▶ [Task to carry out]:
Each entry below should be reproduced character for character.

------------------------------------------------------------

PR #45, opened 2025-02-06
Update search.max_zoom to map.max_zoom

blms:
## In this PR

Cleanup: code and example config still contained references to `search.max_zoom` when that property was changed to `map.max_zoom` in #43.


dleadbetter (approved):
Good catch 👍 .

PR #40, opened 2025-01-28
Rb astro cd endpoints

ajolipa:
### In this PR
This is a draft PR for the purpose of triggering a deploy preview on Netlify to test the static pages workflow. Will update this when more testing has been done.

PR #47, opened 2025-02-10
Adding `[lang]/[model]/[slug].astro` pages for featured models

ajolipa:
### In this PR
Adds static pages for each record in the whitelisted model types, with each possible model type having its own Astro component that can be modified individually for different designs per model. The static detail pages pull their data from one of two places:
- In SSG mode where the Astro content layer is being used, they use the Astro content API to fetch the record's entry from the datastore.
- In SSR mode, they fetch the data from the Astro endpoint `api/[model]/[slug]`, which in turn uses per-model helper functions to fetch the data from the Core Data public API at request time.

This should be merged after PR #40


src/pages/api/[model]/[slug].json.ts
Comment (jamiefolsom) [inline src/pages/api/[model]/[slug].json.ts:1]: @dleadbetter this might be unnecessary or infeasible, but should we (and actually can we) version this API route, so that if/when we change it, existing sites can decide when to opt in to a newer version? So the routes would be something like: `src/pages/api/[version]/[model]/[slug].json.ts` -- @ajolipa is that possible?

Comment (ajolipa) [reply src/pages/api/[model]/[slug].json.ts:1]: (Sounds like this question is really about PR #40 ?) Hmm... I think that could make sense, and it would be nice to label it in accordance with the version of the public API that it's getting payloads from. It would certainly be possible to add that parameter to the path.

src/pages/[lang]/[model]/[slug].astro
```diff
@@ -0,0 +1,58 @@
...
+const lang = Astro.currentLocale;
+
+let data: any;
+
+if (prerender) {
+  // @ts-ignore
+  const entryResponse = await getEntry(model, slug);
+  data = entryResponse.data;
+} else {
+  const apiUrl = new URL(`/api/${model}/${slug}.json`, Astro.url.origin);
```
Comment (jamiefolsom) [inline src/pages/[lang]/[model]/[slug].astro:27]: if we do version the API, should this be `/api/${version}/${model}/${slug}.json`?

dleadbetter:
Closing in favor of #143.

------------------------------------------------------------

▶ [Reply to the exercise]:
PR #45, opened 2025-02-06
Update search.max_zoom to map.max_zoom

blms:
## In this PR

Cleanup: code and example config still contained references to `search.max_zoom` when that property was changed to `map.max_zoom` in #43.


dleadbetter (approved):
Good catch 👍 .

PR #40, opened 2025-01-28
Rb astro cd endpoints

ajolipa:
### In this PR
This is a draft PR for the purpose of triggering a deploy preview on Netlify to test the static pages workflow. Will update this when more testing has been done.

PR #47, opened 2025-02-10
Adding `[lang]/[model]/[slug].astro` pages for featured models

ajolipa:
### In this PR
Adds static pages for each record in the whitelisted model types, with each possible model type having its own Astro component that can be modified individually for different designs per model. The static detail pages pull their data from one of two places:
- In SSG mode where the Astro content layer is being used, they use the Astro content API to fetch the record's entry from the datastore.
- In SSR mode, they fetch the data from the Astro endpoint `api/[model]/[slug]`, which in turn uses per-model helper functions to fetch the data from the Core Data public API at request time.

This should be merged after PR #40


src/pages/api/[model]/[slug].json.ts
Comment (jamiefolsom) [inline src/pages/api/[model]/[slug].json.ts:1]: @dleadbetter this might be unnecessary or infeasible, but should we (and actually can we) version this API route, so that if/when we change it, existing sites can decide when to opt in to a newer version? So the routes would be something like: `src/pages/api/[version]/[model]/[slug].json.ts` -- @ajolipa is that possible?

Comment (ajolipa) [reply src/pages/api/[model]/[slug].json.ts:1]: (Sounds like this question is really about PR #40 ?) Hmm... I think that could make sense, and it would be nice to label it in accordance with the version of the public API that it's getting payloads from. It would certainly be possible to add that parameter to the path.

src/pages/[lang]/[model]/[slug].astro
```diff
@@ -0,0 +1,58 @@
...
+const lang = Astro.currentLocale;
+
+let data: any;
+
+if (prerender) {
+  // @ts-ignore
+  const entryResponse = await getEntry(model, slug);
+  data = entryResponse.data;
+} else {
+  const apiUrl = new URL(`/api/${model}/${slug}.json`, Astro.url.origin);
```
Comment (jamiefolsom) [inline src/pages/[lang]/[model]/[slug].astro:27]: if we do version the API, should this be `/api/${version}/${model}/${slug}.json`?

dleadbetter:
Closing in favor of #143.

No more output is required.